▼
PR #2122, opened 2023-02-13
Send metadata context with Kafka producers

JoergSiebahn:


christopher-cudennec (commented):
Using Kafka's interceptor probably is the cleanest approach.

When I first looked at it I thought we would change our custom [KafkaMessageProducer](https://github.com/SDA-SE/sda-dropwizard-commons/blob/feat/v3/sda-commons-server-kafka/src/main/java/org/sdase/commons/server/kafka/producer/KafkaMessageProducer.java#L32). Would that be easier?

JoergSiebahn:
> When I first looked at it I thought we would change our custom [KafkaMessageProducer](https://github.com/SDA-SE/sda-dropwizard-commons/blob/feat/v3/sda-commons-server-kafka/src/main/java/org/sdase/commons/server/kafka/producer/KafkaMessageProducer.java#L32). Would that be easier?

I tried that first. For me it was quite unclear, what I'm doing there. The downside of all this approaches is, that you must come across our implementation or do something yourself. Implementing it in our code directly would make it impossible to use it elsewhere. The interceptor may be added to any producer. So if we implement it in a producer, it must be some kind of a wrapper that can be wrapped around anywhere. I threw code from here to there a few times but it did not feel good. But I'll give it another try because the current configuration is also not clean code.

JoergSiebahn:
Discussed with @christopher-cudennec that #2125 is the better approach.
▲
What you will do - All of the data must be written out again, exactly as it stands.

Answer section -
PR #2122, opened 2023-02-13
Send metadata context with Kafka producers

JoergSiebahn:


christopher-cudennec (commented):
Using Kafka's interceptor probably is the cleanest approach.

When I first looked at it I thought we would change our custom [KafkaMessageProducer](https://github.com/SDA-SE/sda-dropwizard-commons/blob/feat/v3/sda-commons-server-kafka/src/main/java/org/sdase/commons/server/kafka/producer/KafkaMessageProducer.java#L32). Would that be easier?

JoergSiebahn:
> When I first looked at it I thought we would change our custom [KafkaMessageProducer](https://github.com/SDA-SE/sda-dropwizard-commons/blob/feat/v3/sda-commons-server-kafka/src/main/java/org/sdase/commons/server/kafka/producer/KafkaMessageProducer.java#L32). Would that be easier?

I tried that first. For me it was quite unclear, what I'm doing there. The downside of all this approaches is, that you must come across our implementation or do something yourself. Implementing it in our code directly would make it impossible to use it elsewhere. The interceptor may be added to any producer. So if we implement it in a producer, it must be some kind of a wrapper that can be wrapped around anywhere. I threw code from here to there a few times but it did not feel good. But I'll give it another try because the current configuration is also not clean code.

JoergSiebahn:
Discussed with @christopher-cudennec that #2125 is the better approach.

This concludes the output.